### GOAL OF THE EXERCISE
Among the entries below, find the lines that hold the word "avoiding" and report them.

══ DATA EXTRACT ══

PR #467, opened 2026-01-22
New masking, and move the masking into the dataloader

gabrieltseng:
### TL;DR

This PR (optionally) moves the masking functionality into the dataloader, and out of the `train_batch` functions. This is nice because the masking code can be done in the dataloader workers, allowing the GPU to just be used for the model forward / backward passes.

This results in a 1.5 - 2x speedup during pre-training. It also means runs are much less sensitive to the speed of the masking code, so we have a bit more liberty to experiment there. For example, I had one masking experiment which nearly doubled training time; it now is the same as the original masking.

There are also a few other changes (I've noted them in the github comments below) which result in meaningful speed ups:

1. Vectorize the missing values computation in the dataloader, and avoid creating an `OlmoEarthSample` just to know the expected mask shape.
2. `non_blocking=True` when moving the tensors from CPU to GPU (as best as I can tell, a free speedup since we pin memory)
3. Small improvements to speed `unmask` up
4. Avoid CPU syncs in the model

(2) and (4) do a lot of the speedups, so if we want 70% of the gain with 1% of the code change that's the way to go. But in my opinion this is not that complicated and allows us to better take advantage of our CPUs.

### LR (long read)

I have mostly been using the `throughput/device/model duration (s)` metric. This measures the total time required for a `train_batch` function. This provides some signal, but is not ideal; different GPUs can be slower or faster (I assume because of other things happening on the node but I am not sure). Below, you can see different restart events significantly affect the model duration.

Screenshot 2026-01-27 at 9 50 26 AM

I have been running things on single GPUs (easier to get scheduled) so all the numbers are x8 compared to what it should actually look like. 

**Overall**: the changes in this PR (blue) are faster than main (yellow). 

Screenshot 2026-01-27 at 9 53 11 AM

Just removing the CPU sync in the model (the boolean evaluation in the linear projection) helps a lot. I am open to only having this change (which is in the much smaller branch `gabi/just-syncs`)

Screenshot 2026-01-27 at 9 57 13 AM

However, I do want to emphasize that moving the dataloading off the GPU really can speed things up, especially if (i) masking is a bit slower, and (ii) bs64 fits ("old school" == existing implementation, with all the small speed ups like non_blocking and avoiding cpu syncs):

Screenshot 2026-01-27 at 5 09 12 PM

### DIFF
--- a/scripts/official/ablations/base_mae.py
+++ b/scripts/official/ablations/base_mae.py
@@ -58,6 +58,26 @@ MAX_PATCH_SIZE = 8
 MIN_PATCH_SIZE = 1
 
 
+def get_masking_config() -> MaskingConfig:
+    """Get the masking configuration for the experiment."""
+    return MaskingConfig(
+        strategy_config={
+            "type": "modality_cross_random",
+            "encode_ratio": 0.5,
+            "decode_ratio": 0.5,
+            "allow_encoding_decoding_same_bandset": True,
+            "only_decode_modalities": [
+                "worldcover",
+                "srtm",
+                "openstreetmap_raster",
+                "wri_canopy_height_map",
+                "cdl",
+                "worldcereal",
+            ],
+        }
+    )
+
+
 def my_build_common_components(
     script: str,
     cmd: SubCmd,
@@ -123,22 +143,7 @@ def build_train_module_config(
     return MAETrainModuleConfig(
         optim_config=AdamWConfig(lr=0.0001, weight_decay=0.02, fused=False),
         rank_microbatch_size=32,
-        masking_config=MaskingConfig(
-            strategy_config={
-                "type": "modality_cross_random",
-                "encode_ratio": 0.5,
-                "decode_ratio": 0.5,
-                "allow_encoding_decoding_same_bandset": True,
-                "only_decode_modalities": [
-                    "worldcover",
-                    "srtm",
-                    "openstreetmap_raster",
-                    "wri_canopy_height_map",
-                    "cdl",
-                    "worldcereal",
-                ],
-            }
-        ),
+        masking_config=get_masking_config(),
         mae_loss_config=LossConfig(
             loss_config={"type": "mae", "loss_function": "SmoothL1Loss", "beta": 0.1}
         ),
@@ -157,8 +162,6 @@ def build_train_module_config(
 
 def build_dataloader_config(common: CommonComponents) -> OlmoEarthDataLoaderConfig:
     """Build the dataloader config for an experiment."""
-    # things should be set during building
-
     return OlmoEarthDataLoaderConfig(
         num_workers=16,
         global_batch_size=512,
@@ -169,6 +172,8 @@ def build_dataloader_config(common: CommonComponents) -> OlmoEarthDataLoaderConf
         max_patch_size=MAX_PATCH_SIZE,
         work_dir=common.save_folder,
         seed=3622,
+        num_masked_views=1,  # MAE only needs 1 view (no contrastive)
+        masking_config=get_masking_config(),
     )
 
 


olmoearth_pretrain/train/masking.py
```diff
@@ -1599,6 +1599,159 @@ def __init__(
         )
 
 
+@MASKING_STRATEGY_REGISTRY.register("random_with_decode")
+class RandomWithDecodeMaskingStrategy(MaskingStrategy):
```
Hgherzog, line 1615: I think this already exists in the `class RandomFixedModalityMaskingStrategy(FixedModalityMaskingStrategy):`  modality class

olmoearth_pretrain/datatypes.py
```diff
@@ -2,15 +2,570 @@
...
+    @property
+    def modalities(self) -> list[str]:
+        """Get the modalities present in the sample.
+
+        Includes timestamps and latlon
+        """
+        return [modality for modality in self.as_dict(ignore_nones=True).keys()]
+
+    def to_device(
+        self, device: torch.device, non_blocking: bool = True
```
gabrieltseng, line 109: We have pin_memory set to True. This article suggests a good next step is to use non_blocking when moving the tensors from CPU to GPU. 

https://docs.pytorch.org/tutorials/intermediate/pinmem_nonblock.html

Our GPU time spent accessing memory seems high, so maybe this will help? 

Image

olmoearth_pretrain/datatypes.py
```diff
@@ -2,15 +2,570 @@
...
+from torch.distributed import DeviceMesh
+from torch.distributed.tensor import distribute_tensor
 
+from olmoearth_pretrain.data.constants import MISSING_VALUE, TIMESTAMPS, Modality
 from olmoearth_pretrain.types import ArrayTensor
 
-if TYPE_CHECKING:
-    from olmoearth_pretrain.data.dataset import OlmoEarthSample
+
+class OlmoEarthSample(NamedTuple):
```
gabrieltseng, line 19: Moved to avoid circular imports

olmoearth_pretrain/datatypes.py
gabrieltseng: Seem pytorch devs expect it to have no negative side effects: https://discuss.pytorch.org/t/should-we-set-non-blocking-to-true/38234/8

olmoearth_pretrain/nn/flexi_vit.py
```diff
@@ -482,23 +482,17 @@ def apply_embedding_to_modality(
...
-                patchified_data = embedding_module(
-                    patchified_data, **modality_specific_kwargs
-                )
-            else:
-                mask_shape = token_mask.shape + (self.embedding_size,)
-                patchified_data = torch.zeros(
-                    mask_shape, dtype=modality_data.dtype, device=token_mask.device
-                )
+
+            buffer_name = self._get_buffer_name(modality, idx)
```
gabrieltseng, line 489: The CPU sync caused by the boolean evaluation is slower than just running the convolutional layers.

Image

olmoearth_pretrain/train/masking.py
gabrieltseng: They are not exactly the same - RandomWithDecodeMaskingStrategy applies the random mask per instance & modality, and splits band sets.

scripts/official/script.py
gabrieltseng: It's possible these parameters (num_workers, prefetch_factor) are sub optimal when we mask on the dataloader, since in this situation the CPUs are doing far more work. 

Run to see if this is the case:
https://beaker.org/orgs/ai2/workspaces/earth-systems/work/01KG2RFXJQ7G2R7WQGTEBP6MQW?taskId=01KG2RFXTH291TNCSN57YKN66N&jobId=01KG2RFXY6TQNN967RDA5CEF8S

olmoearth_pretrain/data/dataset.py
```diff
@@ -32,529 +29,90 @@
...
 
 logger = logging.getLogger(__name__)
 
 
-class OlmoEarthSample(NamedTuple):
-    """A sample of the data from the OlmoEarth Pretrain dataset.
-
-    This is a namedtuple that contains the data of a single sample or a batch of samples from the OlmoEarth Pretrain dataset.
-    For each modality, we have an ArrayTensor named by the modality, along with the latlon and timestamps.
+def collate_single_masked_batched(
```
Hgherzog: Suggestion: I think having a separate collate.py module would be sensible at this point rather than having one in datatypes and 2 here

olmoearth_pretrain/data/dataset.py
```diff
@@ -835,19 +393,54 @@ def _fill_missing_timesteps(
             dtype=self.dtype,
         )
 
-        # Copy the existing data to the appropriate timestep positions
+        # Copy the existing data to the appropriate timestep positions using vectorized indexing
```
Hgherzog:
```suggestion
        # Copy the existing data to the appropriate timestep positions
```

olmoearth_pretrain/data/dataset.py
```diff
@@ -835,19 +393,54 @@ def _fill_missing_timesteps(
...
-                full_timesteps_data[..., idx, :] = modality_data[..., i, :]
+        num_to_copy = min(len(present_indices), t)
+        if num_to_copy > 0:
+            full_timesteps_data[:, :, present_indices[:num_to_copy], :] = modality_data[
+                :, :, :num_to_copy, :
+            ]
 
         return full_timesteps_data
 
+    @staticmethod
```
Hgherzog: In the `OlmoEarthSample` class we have a very similar method. Can we condense to share that code?

olmoearth_pretrain/data/dataset.py
```diff
@@ -863,12 +456,27 @@ def fill_sample_with_missing_values(
             f"Timestamps shape {sample_dict['timestamps'].shape[0]} does not match max_sequence_length {self.max_sequence_length}"
         )
         missing_modalities = []
-        sample = OlmoEarthSample(**sample_dict)
+
```
Hgherzog: Why are we avoiding creating the OlmoEarth sample early?

olmoearth_pretrain/data/dataset.py
Hgherzog: It may also be reasonable to have a function that takes in the olmoearth sample or a similar data container that does this so it can be used across the codebase.

olmoearth_pretrain/nn/flexi_vit.py
```diff
@@ -482,23 +482,17 @@ def apply_embedding_to_modality(
...
-                ]
-                patchified_data = embedding_module(
-                    patchified_data, **modality_specific_kwargs
-                )
-            else:
-                mask_shape = token_mask.shape + (self.embedding_size,)
-                patchified_data = torch.zeros(
-                    mask_shape, dtype=modality_data.dtype, device=token_mask.device
-                )
+
```
Hgherzog, line 488: We should be able to remove fast pass from the signature in this case

tests/unit/data/test_dataloader_masking.py
```diff
@@ -0,0 +1,396 @@
...
+    OlmoEarthSample,
+    collate_double_masked_batched,
+    collate_olmoearth_pretrain,
+    collate_single_masked_batched,
+)
+from olmoearth_pretrain.datatypes import MaskedOlmoEarthSample
+from olmoearth_pretrain.train.masking import MaskingConfig
+
+
+class TestMaskedOlmoEarthSampleToDevice:
```
Hgherzog: This test is unneeded as the data will start on CPU

olmoearth_pretrain/train/masking.py
Hgherzog: Can you add to the docstring on it to make the distinction clear

Hgherzog (commented):
I am excited about the direction of the changes and I think we should commit to them more fully. 
- I think we should at least default to using the new set-up 
- I am honestly pro just ensuring that all the official scripts still work with the new dataloading setup and saying goodbye to the old objectively worse imo set-up. That way we don't have all the complicated if then handling of it and everyone always uses faster training. If there are more serious cons of not switching over, it would be great if you could highlight them for me.

olmoearth_pretrain/data/dataset.py
gabrieltseng: updated

olmoearth_pretrain/data/dataset.py
gabrieltseng: this means we don't have to create the OlmoEarthSample twice (we recreate it in L400).

olmoearth_pretrain/train/masking.py
```diff
@@ -1556,7 +1552,11 @@ def apply_mask(
             )
             if mask is None:
                 continue
+            instance = getattr(masked_sample, modality)
             mask[:] = MaskValue.DECODER.value
+            mask = self.fill_mask_with_missing_values(
+                instance, mask, Modality.get(modality)
+            )
```
gabrieltseng, line 1551: @Hgherzog When I was comparing RandomWithDecodeMaskingStrategy to FixedModalityMaskingStrategy I noticed this small fix.

olmoearth_pretrain/train/masking.py
gabrieltseng: Added

scripts/estimate_token_ratios.py
```diff
@@ -0,0 +1,648 @@
+"""Estimate the percentage of tokens encoded and decoded for a given masking strategy.
+
+This script samples from all possible input sizes (patch_size, sampled_hw_p) and
+passes the data through a masking strategy to compute what ratio of tokens are
+encoded vs decoded.
+
+Example usage:
+    python scripts/estimate_token_ratios.py --num_samples 1000
+"""
```
gabrieltseng, line 9: Here are some results from this script. Existing masking strategy:

```bash
$ python scripts/estimate_token_ratios.py --masking_type modality_cross_random
Running with masking config: {'type': 'modality_cross_random', 'encode_ratio': 0.5, 'decode_ratio': 0.5, 'allow_encoding_decoding_same_bandset': True, 'only_decode_modalities': ['worldcover', 'srtm', 'openstreetmap_raster', 'wri_canopy_height_map', 'cdl', 'worldcereal']}
Training modalities: ['sentinel2_l2a', 'sentinel1', 'landsat', 'worldcover', 'srtm', 'openstreetmap_raster', 'wri_canopy_height_map', 'cdl', 'worldcereal']
Sampling 1000 configurations...
Sampling: 100%|██████████████████████████████████████████| 1000/1000 [00:02<00:00, 461.52it/s]

============================================================
TOKEN RATIO STATISTICS
============================================================

Number of samples: 1000

--- Total Token Counts ---
  Mean total tokens:       1517.7
  Std total tokens:        702.7
  Min total tokens:        78
  Max total tokens:        2178

--- Encoded Ratio (including missing as denominator) ---
  Mean:   0.2487 (24.87%)
  Std:    0.0963
  Min:    0.0417 (4.17%)
  Max:    0.4615 (46.15%)
  Median: 0.2436 (24.36%)

--- Decoded Ratio (including missing as denominator) ---
  Mean:   0.3316 (33.16%)
  Std:    0.1002
  Min:    0.0285 (2.85%)
  Max:    0.5000 (50.00%)
  Median: 0.3386 (33.86%)

--- Encoded Ratio (excluding missing tokens) ---
  Mean:   0.2762 (27.62%)
  Std:    0.1047
  Min:    0.0645 (6.45%)
  Max:    0.4930 (49.30%)

--- Decoded Ratio (excluding missing tokens) ---
  Mean:   0.3686 (36.86%)
  Std:    0.1067
  Min:    0.0313 (3.13%)
  Max:    0.5202 (52.02%)

--- Percentiles (Encoded, excluding missing) ---
  5th percentile: 0.1238 (12.38%)
  25th percentile: 0.1875 (18.75%)
  50th percentile: 0.2718 (27.18%)
  75th percentile: 0.3621 (36.21%)
  95th percentile: 0.4603 (46.03%)

--- Percentiles (Decoded, excluding missing) ---
  5th percentile: 0.1754 (17.54%)
  25th percentile: 0.3043 (30.43%)
  50th percentile: 0.3799 (37.99%)
  75th percentile: 0.4431 (44.31%)
  95th percentile: 0.5005 (50.05%)
============================================================
```
and with the `random_with_decode` masking strategy:
```bash
$ python scripts/estimate_token_ratios.py --masking_type random_with_decode
Running with masking config: {'type': 'random_with_decode', 'encode_ratio': 0.5, 'decode_ratio': 0.5, 'only_decode_modalities': ['worldcover', 'srtm', 'openstreetmap_raster', 'wri_canopy_height_map', 'cdl', 'worldcereal']}
Training modalities: ['sentinel2_l2a', 'sentinel1', 'landsat', 'worldcover', 'srtm', 'openstreetmap_raster', 'wri_canopy_height_map', 'cdl', 'worldcereal']
Sampling 1000 configurations...
Sampling: 100%|██████████████████████████████████████████| 1000/1000 [00:02<00:00, 347.52it/s]

============================================================
TOKEN RATIO STATISTICS
============================================================

Number of samples: 1000

--- Total Token Counts ---
  Mean total tokens:       1517.7
  Std total tokens:        702.7
  Min total tokens:        78
  Max total tokens:        2178

--- Encoded Ratio (including missing as denominator) ---
  Mean:   0.1821 (18.21%)
  Std:    0.0347
  Min:    0.0417 (4.17%)
  Max:    0.2308 (23.08%)
  Median: 0.1917 (19.17%)

--- Decoded Ratio (including missing as denominator) ---
  Mean:   0.3501 (35.01%)
  Std:    0.0957
  Min:    0.2179 (21.79%)
  Max:    0.6250 (62.50%)
  Median: 0.3083 (30.83%)

--- Encoded Ratio (excluding missing tokens) ---
  Mean:   0.2020 (20.20%)
  Std:    0.0347
  Min:    0.0714 (7.14%)
  Max:    0.2687 (26.87%)

--- Decoded Ratio (excluding missing tokens) ---
  Mean:   0.3900 (39.00%)
  Std:    0.1058
  Min:    0.2609 (26.09%)
  Max:    0.9286 (92.86%)

--- Percentiles (Encoded, excluding missing) ---
  5th percentile: 0.1250 (12.50%)
  25th percentile: 0.1765 (17.65%)
  50th percentile: 0.2143 (21.43%)
  75th percentile: 0.2289 (22.89%)
  95th percentile: 0.2388 (23.88%)

--- Percentiles (Decoded, excluding missing) ---
  5th percentile: 0.2911 (29.11%)
  25th percentile: 0.3088 (30.88%)
  50th percentile: 0.3365 (33.65%)
  75th percentile: 0.4649 (46.49%)
  95th percentile: 0.6148 (61.48%)
============================================================
```

gabrieltseng:
> If we go forward with switching over. It would be great to repro first 20k steps or so of some of the official models as additional confirmation

The ablations running in https://github.com/allenai/olmoearth_pretrain/pull/474 seem to suggest things are behaving fine.

olmoearth_pretrain/internal/experiment.py
```diff
@@ -80,6 +80,8 @@ class CommonComponents(Config):
     training_modalities: list[str]
     launch: OlmoEarthBeakerLaunchConfig | None = None
     nccl_debug: bool = False
+    # Enable dataloader-side masking to offload masking from GPU to dataloader workers
+    dataloader_side_masking: bool = False
```
Hgherzog:
```suggestion
    dataloader_side_masking: bool = True
```

gabrieltseng: removed legacy support entirely as discussed on slack, so this argument is has been removed

olmoearth_pretrain/train/masking.py
```diff
@@ -1556,7 +1552,11 @@ def apply_mask(
             )
             if mask is None:
                 continue
+            instance = getattr(masked_sample, modality)
             mask[:] = MaskValue.DECODER.value
+            mask = self.fill_mask_with_missing_values(
```
Hgherzog: I don't think this mask is actually used later in the function, and the fill_mask_with_missing_values returns a cloned tensor rather than manipulating the underlying data.

olmoearth_pretrain/train/masking.py
```diff
@@ -1619,6 +1619,173 @@ def __init__(
...
+        self,
+        encode_ratio: float = 0.5,
+        decode_ratio: float = 0.5,
+        only_decode_modalities: list[str] = [],
+    ):
+        """Random masking strategy except for decode modalities, which only get decoded."""
+        self._encode_ratio = encode_ratio
+        self._decode_ratio = decode_ratio
+        self.only_decode_modalities = only_decode_modalities
+        self.generator = np.random.default_rng(0)
```
Hgherzog: I think we want to just use the global state for this as this will restart to the same order when we checkpoint.

olmoearth_pretrain/train/masking.py
gabrieltseng: I think the issue is that for the `decoded_modalities` this is the mask which is used. This means the masked sample will have an incorrect mask for these decoded modalities, since it won't respect the missing values.

olmoearth_pretrain/train/masking.py
gabrieltseng: updated this for all masking classes

scripts/official/script.py
```diff
@@ -118,20 +126,28 @@ def build_train_module_config(
...
+    (GPU). This improves throughput by offloading CPU-bound masking operations to
+    dataloader workers.
+    """
     return OlmoEarthDataLoaderConfig(
-        num_workers=16,
+        num_workers=12,
         global_batch_size=512,
         token_budget=2250,
-        prefetch_factor=4,
+        prefetch_factor=2,
```
gabrieltseng, line 153: This change seems to be yielding more memory errors:

```
[2;36m[2026-02-01 18:24:55][0m [1;31mERROR   [0m [2m[olmo_core.train.trainer:702, rank=2][0m Training failed due to:
RuntimeError: DataLoader worker (pid 261746) is killed by signal: Bus error. It is possible that dataloader's workers are out of shared memory. Please try to raise your shared memory limit.
[2;36m[2026-02-01 18:24:55][0m [1;31mERROR   [0m [2m[olmo_core.train.trainer:702, rank=0][0m Training failed due to:
```

I think this can be handled by tweaking these values (16 workers seems high?) but i want to highlight this in any case

olmoearth_pretrain/data/dataset.py
```diff
@@ -29,534 +26,26 @@
     deprecated_function_alias as _deprecated_function_alias,
 )
 from olmoearth_pretrain.config import Config
+from olmoearth_pretrain.data.collate import (  # noqa: F401
```
Hgherzog: The 2 new collate functions definitely don't need to be imported and I think we should be good to drop the collate alias for helios for the old ones as we don't have that path saved in a config.

olmoearth_pretrain/data/dataset.py
```diff
@@ -863,12 +356,27 @@ def fill_sample_with_missing_values(
             f"Timestamps shape {sample_dict['timestamps'].shape[0]} does not match max_sequence_length {self.max_sequence_length}"
         )
         missing_modalities = []
-        sample = OlmoEarthSample(**sample_dict)
+
+        # Extract h, w, t from sample_dict to avoid creating OlmoEarthSample early
+        time = sample_dict["timestamps"].shape[0]
```
Hgherzog, line 348: Nit: Move this extraction into a method

scripts/official/script.py
Hgherzog: That makes sense as now tensors for masks and inputs must be stored in shared memory so  reducing makes sense. Do we still saturate dataloaders with this new setup?

scripts/official/script.py
```diff
@@ -71,29 +71,37 @@ def build_common_components(
     return config
 
 
+def get_masking_config() -> MaskingConfig:
+    """Get the masking configuration for the experiment."""
+    return MaskingConfig(
+        strategy_config={
+            # "type": "modality_cross_random",
```
Hgherzog: The official script should keep the same masking strategy we released with.

olmoearth_pretrain/train/masking.py
Hgherzog: I agree that your change is needed otherwise the missing values wont be respected. However, the mask that you output is not actually used anywhere else because the function returns cloned data. So, the result is the missing mask is still never applied. In practice, the decoded modalities never have missing values during training because they are single timestamp so they are either None or there. 

Here is a quick script that shows the error:
```"""Demo script showing the mask mutation bug in FixedModalityMaskingStrategy."""

from collections import namedtuple

import torch

from olmoearth_pretrain.data.constants import MISSING_VALUE, Modality
from olmoearth_pretrain.datatypes import MaskValue
from olmoearth_pretrain.train.masking import MaskingStrategy

MaskedSample = namedtuple("MaskedSample", ["sentinel2_l2a", "sentinel2_l2a_mask"])


def buggy_approach():
    """This is what the current code does - the fix is discarded."""
    # Create sample with some missing data (first spatial position is missing)
    b, h, w, t, c = 1, 4, 4, 2, 12  # S2 has 12 bands
    data = torch.ones(b, h, w, t, c)
    data[:, 0, 0, :, :] = MISSING_VALUE  # First spatial position is missing

    mask = torch.zeros(b, h, w, t, 3)  # 3 bandsets for S2
    sample = MaskedSample(sentinel2_l2a=data, sentinel2_l2a_mask=mask)

    # Get mask from the namedtuple
    mask = sample.sentinel2_l2a_mask
    instance = sample.sentinel2_l2a
    modality = Modality.get("sentinel2_l2a")

    # In-place modification - this WORKS
    mask[:] = MaskValue.DECODER.value
    print(f"After mask[:] = DECODER:  sample mask unique values = {sample.sentinel2_l2a_mask.unique()}")

    # Use the ACTUAL fill_mask_with_missing_values function
    strategy = MaskingStrategy()
    mask = strategy.fill_mask_with_missing_values(instance, mask, modality)

    print(f"After fill_mask_with_missing_values:")
    print(f"  Local mask unique values:  {mask.unique()}")
    print(f"  sample.mask unique values: {sample.sentinel2_l2a_mask.unique()}")
    print()
    print(f"  Local mask has MISSING ({MaskValue.MISSING.value}): {(mask == MaskValue.MISSING.value).any()}")
    print(f"  sample.mask has MISSING ({MaskValue.MISSING.value}): {(sample.sentinel2_l2a_mask == MaskValue.MISSING.value).any()}")
    print()
    print("^ BUG: MISSING value was NOT applied to sample.sentinel2_l2a_mask!")

if __name__ == "__main__":
    print("=== BUGGY APPROACH (current code) ===")
    buggy_approach()
    print()
```

olmoearth_pretrain/train/utils.py
```diff
@@ -5,51 +5,49 @@
...
-
-        # Create a new OlmoEarthSample from the sliced fields
-        microbatches.append(OlmoEarthSample(**microbatch_dict))
-
-    return microbatches
+    # Compute split sizes (last chunk may be smaller)
+    split_sizes = [microbatch_size] * (num_microbatches - 1)
+    split_sizes.append(batch_size - microbatch_size * (num_microbatches - 1))
+
+    # Split all non-None fields at once using torch.split
```
Hgherzog: Nit: This isn't really splitting all non-None fields at once so remove comment

scripts/vnext/tokenization_ablations/base_all_bands_single_token.py
```diff
@@ -105,12 +107,18 @@ def build_model_config(common: CommonComponents) -> LatentMIMConfig:
 
 
 if __name__ == "__main__":
+    # Use functools.partial to pass tokenization_config to builders that need it.
+    # This ensures the masking strategy uses the same band groupings as the model.
     main(
         common_components_builder=build_common_components,
         model_config_builder=build_model_config,
-        train_module_config_builder=build_train_module_config,
+        train_module_config_builder=partial(
```
Hgherzog: Suggestion: add the tokenization config to the common components.

tests/unit/data/test_dataloader_masking.py
Hgherzog, line 1: Move this into `tests/unit/data/test_dataloader.py` to stick consistently with our 1 module to 1 test file paradigm

olmoearth_pretrain/train/train_module/contrastive_latentmim.py
```diff
@@ -29,32 +31,8 @@
...
-
-        strategy.tokenization_config = tokenization_config
-
-        for child in vars(strategy).values():
-            if isinstance(child, MaskingStrategy):
-                _set_config(child)
-
-    _set_config(masking_strategy)
+# Backward compatibility alias
+_propagate_tokenization_config = propagate_tokenization_config
```
Hgherzog: We do not need this alias if this is in another function

scripts/vnext/tokenization_ablations/base_all_bands_single_token.py
gabrieltseng: moved

olmoearth_pretrain/data/dataset.py
gabrieltseng: removed all 3 imports

scripts/official/script.py
gabrieltseng: Here is a run with fewer data loaders: https://wandb.ai/eai-ai2/2026_01_12_v1.5_release/runs/km3py3wp

model duration is still 99.8 % of the training time.

olmoearth_pretrain/train/train_module/contrastive_latentmim.py
gabrieltseng: removed

olmoearth_pretrain/train/masking.py
gabrieltseng: oh i see. thank you for the clear explanation! updated

olmoearth_pretrain/data/dataset.py
gabrieltseng: moved

olmoearth_pretrain/train/utils.py
gabrieltseng: removed. The intent of the comment was "at once vs. in a loop" but i see how its confusing.

scripts/official/script.py
gabrieltseng: updated

tests/unit/data/test_dataloader_masking.py
gabrieltseng: moved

═══

### SOLUTION BELOW
However, I do want to emphasize that moving the dataloading off the GPU really can speed things up, especially if (i) masking is a bit slower, and (ii) bs64 fits ("old school" == existing implementation, with all the small speed ups like non_blocking and avoiding cpu syncs):
Hgherzog: Why are we avoiding creating the OlmoEarth sample early?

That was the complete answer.